→ What you should do
Working from the records below, repeat exactly the lines starting at the line that contains "-12,7 +12,7 @@" and ending at the line that contains "per request. |", inclusive.

Stored data:

PR #217, opened 2026-08-24
fix: preserve authoritative promotion request intent

PranavBakre:
## Summary
- accept authoritative request intent in promotion_record (top-level or evidence.request)
- retain request on RunbookRunEvidence and derive a legacy fallback from runbookName
- verify MCP promotion_record → runbook_propose renders usable normalized intent, filename, and content
- document schema/backward compatibility

## Verification
- `bun run typecheck`
- `bun test src/mcp/slack-server.test.ts -t "promotion authoring|serializes every registered tool"` (2 passed)

The broader runbook suite has pre-existing fixture-manifest failures on origin/main (`db-executioner` fixture rejected; 9 failures); those are unrelated to this change.

### DIFF
--- a/docs/code_index/mcp-server.md
+++ b/docs/code_index/mcp-server.md
@@ -38,6 +38,7 @@ operations using the bot token and signed run context.
 | `agent_dispatch` | Junior internal | agent, prompt, thread context | repo refs; automatic repo-less isolation for Mongo-read agents with no repo, optional explicit `workspace_mode`; synthetic user/timestamp |
 | `memory_recall` / `memory_add` / `memory_consolidate` | Memory v3 | tool-specific | filters/options; `fact_kinds` exposes procedure/routing/curated-fact subtypes |
 | `runbook_select` | Runbooks + Memory v3 | `request` | Select reviewed runbook; on miss perform procedure-memory recall |
+| `promotion_record` / `runbook_propose` | Runbook promotion + authoring | promotion evidence plus optional authoritative `request`; proposal `fingerprint` | Promotion retains normalized request intent (with legacy runbook-name fallback), so proposals produce usable names/descriptions and dry-run PR content. |
 | `github_read_pr_review_state` / `github_post_review` | Fixed GitHub API surface | review-specific | inline comments |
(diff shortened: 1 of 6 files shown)


PranavBakre:
Review verdict: BLOCK. The advertised authoritative-request precedence does not hold for an existing candidate. `promotion_record` correctly chooses top-level request over `evidence.request`, but `recordSuccessfulExecution` only writes it when `!existing.normalizedIntent`. A legacy candidate seeded from `runbookName` already has a non-empty normalized intent, so a later replay with the same fingerprint and the original authoritative request leaves the fallback in place. Repro: record `legacy-placeholder`, then record the same fingerprint with `Transfer six months of membership`; `getCandidate(...).normalizedIntent` remains `legacy placeholder`. The resulting proposal continues to use the wrong legacy name/description, which defeats the backward-compatibility repair path.

Update an existing fallback/legacy intent when authoritative request arrives (while preserving a clearly defined rule for conflicts between two authoritative values), and add coverage for legacy record → authoritative replay → `runbook_propose`. The present end-to-end test covers only first insertion, not precedence or fallback upgrade.

Focused checks pass: `bun run typecheck`; `bun test src/mcp/slack-server.test.ts -t "promotion authoring|serializes every registered tool"` (2 pass). No edits/merge.

PranavBakre:
Re-review verdict: CLEAN. Candidates now retain whether their intent is authoritative. A legacy runbook-name fallback is explicitly non-authoritative, and a later authoritative top-level/evidence request upgrades it for the same fingerprint; the MCP E2E test carries that upgraded candidate through `runbook_propose` to the expected normalized filename/content. Per-call top-level request still takes precedence over evidence request, the optional evidence field preserves legacy callers, and empty/missing requests retain the safe legacy fallback.

Independently reproduced legacy → authoritative upgrade: candidate ends with `normalizedIntent: "transfer six months of membership"`, `normalizedIntentAuthoritative: true`, and two retained evidence refs. Verified `bun run typecheck` and the focused MCP suite (2 pass, 0 fail). Ready to merge; not merged by this reviewer.

PR #218, opened 2026-08-24
fix(mongodb): reject implicit partial find results

PranavBakre:
## Summary
- require MongoDB `find` calls to provide an explicit integer `limit` from 1 through 100
- reject unbounded and over-cap finds before contacting the backend, with explicit partial-result/export guidance
- expose the bounded limit in the mirrored MCP schema while preserving upstream tool arguments and connection-ID isolation
- add signed-context, cap, schema, and backend-auth tests
- revalidate upstream `mongodb-mcp-server@2.1.0` package metadata/CLI and document the boundary

## Verification
- `bun run typecheck`
- `bun test src/mcp/mongodb-proxy.test.ts` (5 passed)
- `bun run build`
- `npx -y mongodb-mcp-server@2.1.0 --help`

Closes audit finding F25 from `docs/audits/2026-08-23-memory-lessons-compliance.md`.

### DIFF
--- a/docs/code_index/mcp-server.md
+++ b/docs/code_index/mcp-server.md
@@ -12,7 +12,7 @@ operations using the bot token and signed run context.
 |---|---|---|
 | `startMcpServer(deps)` | `slack-server.ts` | Starts HTTP server on `MCP_PORT` (default 3456), binding `127.0.0.1` and best-effort `::1`. Optional dependencies wire stores and pipeline services. |
 | `registerTools(server)` (internal) | `slack-server.ts` | Registers Slack, worktree, and agent-registry tools on a fresh `McpServer` per request. |
-| `handleMongoMcpRequest(req, res)` | `mongodb-proxy.ts` | Serves `/mcp/mongodb` as a stateless HTTP MCP proxy to one shared read-only MongoDB stdio backend; hides upstream connection selection and injects the environment-backed `preconfigured` ID. |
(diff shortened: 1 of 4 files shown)


PranavBakre:
## BLOCK — mirrored find schema does not advertise 1–100 when upstream already defines limit\n\nhideMongoConnectionId uses properties.limit ??= { type: integer, minimum: 1, maximum: 100 }. If the upstream find schema already includes a limit property (the added test fixture does: { type: integer }), the proxy leaves it unchanged, so tools/list exposes no minimum/maximum or bounded description even though runtime validation rejects values outside 1–100. This violates the PR contract to expose the bounded limit in the mirrored MCP schema and lets clients generate invalid requests.\n\nPlease merge the cap constraints into an existing upstream limit schema (preserving its other metadata), or replace its numeric constraints with type integer/minimum 1/maximum 100, and add an assertion that an upstream-defined limit still exposes those bounds. Keep the runtime validation as defense in depth.\n\nOther checks passed: signed-context rejection before backend, connection-ID override, write-tool allowlist, nested filters, 5 proxy tests, typecheck, and build.

PranavBakre:
## CLEAN — bounded find schema merge verified\n\nRe-reviewed 568afe0. Existing upstream limit metadata is preserved (description and x-upstream), while type is normalized to integer and minimum/maximum are clamped to the runtime 1–100 contract. The regression fixture starts with upstream number/minimum 0/maximum 1000 and verifies the mirrored schema exposes integer/1/100 plus preserved metadata; limit remains required. Runtime rejection and schema constraints are aligned.\n\nVerification passed: bun run typecheck, 5 MongoDB proxy tests, and bun run build. Signed-context ordering, connection-ID isolation, nested filters, write-tool filtering, and export/partial-result guidance remain correct. No F25 blocker found.

PR #231, opened 2026-09-12
fix(codex): stop overlapping app-servers clobbering the shared Codex config

PranavBakre:
## Problem

`prepareCodexHome` wrote **authority-bearing** values — model, reasoning effort, approval policy, sandbox, MCP catalog, trusted project path — into the shared `config.toml`. Codex app-server processes overlap, so concurrent starts overwrite each other's catalog and policy.

The fix's own comment records the constraint: *"app-server processes overlap. Keep the shared base deterministic; each turn supplies authority-bearing values through process-local `-c` overrides."*

That is also the only mechanism available — `--profile` is rejected for `codex app-server`, so per-turn authority has to go through `-c` overrides rather than a named profile.

## Change

- `prepareCodexHome` no longer takes or writes authority-bearing options; the shared base it writes is deterministic.
- The write is atomic — temp file plus `renameSync` — so a concurrent reader never observes a partial `config.toml`.
- The spawner routes model, approval policy, sandbox, MCP catalog and project trust through process-local `-c` overrides.

## Verification

- `bun run typecheck` — clean
- `bun test src/codex-app-server` — **47 pass, 0 fail**
- Against a stashed baseline on `origin/main`: the same 2 failures before and after, so **none introduced**; the change adds 2 passes. (Those 2 are the uninitialised `agents-org` submodule in a fresh worktree, and they disappear once it is populated.)


PranavBakre:
Closing — this was experimental work, superseded. The reviewer's finding stands for whoever revisits it: `-c` overrides are dotted-path syntax and codex does not dequote segments, so `projects."/path".trust_level` lands on a garbage key and project-layer loading silently stops working (it did apply on `origin/main` via the file writer). Fix would need a decision on whether project-layer loading is wanted at all.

→ Response for this exercise
@@ -12,7 +12,7 @@ operations using the bot token and signed run context.
 |---|---|---|
 | `startMcpServer(deps)` | `slack-server.ts` | Starts HTTP server on `MCP_PORT` (default 3456), binding `127.0.0.1` and best-effort `::1`. Optional dependencies wire stores and pipeline services. |
 | `registerTools(server)` (internal) | `slack-server.ts` | Registers Slack, worktree, and agent-registry tools on a fresh `McpServer` per request. |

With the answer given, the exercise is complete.